┏━━

PR #323, opened 2022-10-02
`README.md`: snowpack --> withastro

mrienstra:
And link `[core team]` as per https://github.com/vuejs/rfcs

Re: linking `[core team]`: I took a look at https://github.com/vuejs/rfcs/blob/master/README.md and noticed that they linked some but not all mentions of "core team", it seemed a little random (no pattern that made sense to me), so I just linked them all, but I could also see linking only the first instance in each section.


jasikpark (approved):
lgtm, thanks for fixing those old links

natemoo-re (approved):
Thanks for updating these!

PR #347, opened 2022-10-18
Add testing section to the RFC template

matthewp:
This is not a new RFC but a proposed change to the template.

It adds an explicit section on testing strategies. As Astro grows the cost of new features also grows. Knowing how a feature will be tested gives us greater confidence that the feature will be easy to maintain and fewer regressions will occur. This also forces the RFC creator to think through edge cases they might otherwise gloss over.


FredKSchott (approved):
+1!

┗━━

PROBLEM STATEMENT —
Each line of the material that has the word "they" belongs in the answer.

ANSWER AREA —
Re: linking `[core team]`: I took a look at https://github.com/vuejs/rfcs/blob/master/README.md and noticed that they linked some but not all mentions of "core team", it seemed a little random (no pattern that made sense to me), so I just linked them all, but I could also see linking only the first instance in each section.
It adds an explicit section on testing strategies. As Astro grows the cost of new features also grows. Knowing how a feature will be tested gives us greater confidence that the feature will be easy to maintain and fewer regressions will occur. This also forces the RFC creator to think through edge cases they might otherwise gloss over.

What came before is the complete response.